Saturday, February 20, 2010

Narrative in Control

What is about games and narrative these days? Somehow they're improving, subtlely, consistently, trying to snake some sort of pop culture title from movies. In truth, I think gamers, especially those who are quick and willing to jump on the pyres of those who would attack and undermine their beloved medium are the ones who want to compare games to movies.

And it's not complete bull shit for movies to worry and reject games. Games are big business the way movies are big business, and books have business but neither games nor movies will sully their own efforts by thinking books their equal or competitor. When Grand Theft Auto IV released on a Friday, Iron Man and Hollywood shuddered. Obviously they knew what kind of business GTA was capable of, but in the end people see movies AND play games, and both titles saw great audiences.

No, I don't think games are as near to movies as they'd like to be. This forward march of the narrative ability in games has me thinking they they're a lot closer in kinship to books. Mass Effect 2, in particular got me thinking about these similarities, though the same arguments could be made about lots of games, including Uncharted 2 and Assassin's Creed II.

Of course, the character development, the dramatic action, building to a climax and the conclusions afterwards, and the setting are all literary likenesses, but these aspects are not significantly tied to only games and books. These are prerequisites of all storytelling mediums. Building an argument for "games and books" isn't going to reach very far when you consider storytelling techniques as a universal criterium of narrative. Then what is it about games that makes them similar too books?

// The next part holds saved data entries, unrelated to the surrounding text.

PR #5398, opened 2024-05-07
refactor(enter-amount): refactor EnterAmount to prepare for it to be used with earn

jh2oman:
### Description

* Allow for a custom CTA to be passed in, which will be used with Earn
* New prop `disableBalanceCheck` to allow users to enter in more crypto than they actually have, and allows send to be pressed regardless of the amount relative to the balance
* If the user has no balance for the given token, hide the max button

#### Example with disableBalanceCheck=true

https://github.com/valora-inc/wallet/assets/8432644/58d34b2c-75d8-4b41-9950-ee0ab07ca4af

### Test plan

Added unit tests

### Related issues

https://linear.app/valora/issue/ACT-1175/wallet-earn-cryptofiat-input-box-component

### Backwards compatibility

Backwards compatible to work with existing send / jumpstart flows


src/send/EnterAmount.tsx
```diff
@@ -67,12 +73,38 @@ interface Props {
   onPressProceed(args: ProceedArgs): void
   disableProceed?: boolean
   children?: React.ReactNode
+  CTA: ComponentType<CTAProps>
```
satish-ravi, line 76: naming nit: maybe match with proceed to be consistent with other args? e.g., `ProceedComponent` ? Or rename other args to use Cta to be consistent.

Also, this needs to start with an upper case letter to render as a jsx element right?

src/send/EnterAmount.tsx
```diff
@@ -244,17 +279,22 @@ function EnterAmount({
...
+  const transactionIsPossible =
     !showLowerAmountError &&
     prepareTransactionsResult &&
     prepareTransactionsResult.type === 'possible' &&
     prepareTransactionsResult.transactions.length > 0
 
+  const disabled =
+    disableProceed ||
+    (disableBalanceCheck && tokenAmount?.isZero()) ||
+    (!disableBalanceCheck && !transactionIsPossible)
```
satish-ravi, line 291: maybe this is slightly more readable? don't feel strongly though
```suggestion
    (disableBalanceCheck ? tokenAmount?.isZero() : !transactionIsPossible)
```

satish-ravi (approved):
Looks good, approved once prop name is updated to be consistent with other args. Also, rename PR title from chore to refactor :)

I believe games are nearer to books in aspects that are not emulated by the rest of the storytelling traditions. Instead, the way games are personal bring them closer in spirit to books. We read books by holding them in our two hands. Games are the same. Whether we are playing a portable system, or clutching an Xbox 360 controller late into the night, we control the medium of games with our hands.

We might not believe that books are as active as games are, especially since games deal so heavily in interaction, but narrative in games is very similar when you consider that books have a form of gating games make more complicated. In a book, you have to turn the page in order to continue the story. What happens when you don't defeat all enemies in a game like Uncharted 2? What happens when you die in Mass Effect 2 (not the ending)? You have to start the encounter again. Dying interrupts the narrative, and is representative of not turning the page. Turning the page is the way we interact with the narrative of a book. Games put this interaction at center stage and sell it even moreso than the narrative. This is the established order, although games like Heavy Rain are bucking this staple of gaming narrative by letting the story continue after a character has already died. The bare bones of it all is that we control the narrative of books in the way we determine when it starts and when it stops. If we never pick up a book without finishing it, what does the narrative do? Dies it sputter and die in our consciousness the way Shephard might die from a flurry of lazed fire?

It is also undeniable that we experience books and narrative games in the same way. We are a solitary audience, whose conciousness is unaffected by a commune of people sitting in the dark. When we finish a game, we can be sure that there are many of us who immediately hop online to share our thoughts on an experience, but the opinion of each player is affected by their individual experiences. How successful were they in dispatching Drake's foes, or did the Shepard the individual commanded use powers or brute force of arms? These fleeting differences in gameplay allow for more personal interaction, and thus draw games closer to books in the ability for one reader to interpret a description of a character different from another reader. This argument could be undermined very easily by disbelief, but how does your impression of a place or person differentiate from another in any given book? The same question is asked of players and the tactics they may use in completing any objectives laid in front of them of any different game. How did you beat this section? How did you get to this area?

I may be full of shit, but I know that drawing this connection has enriched my experience in both literary and interactive works of art of late. If you have any thoughts, please leave them in the comments.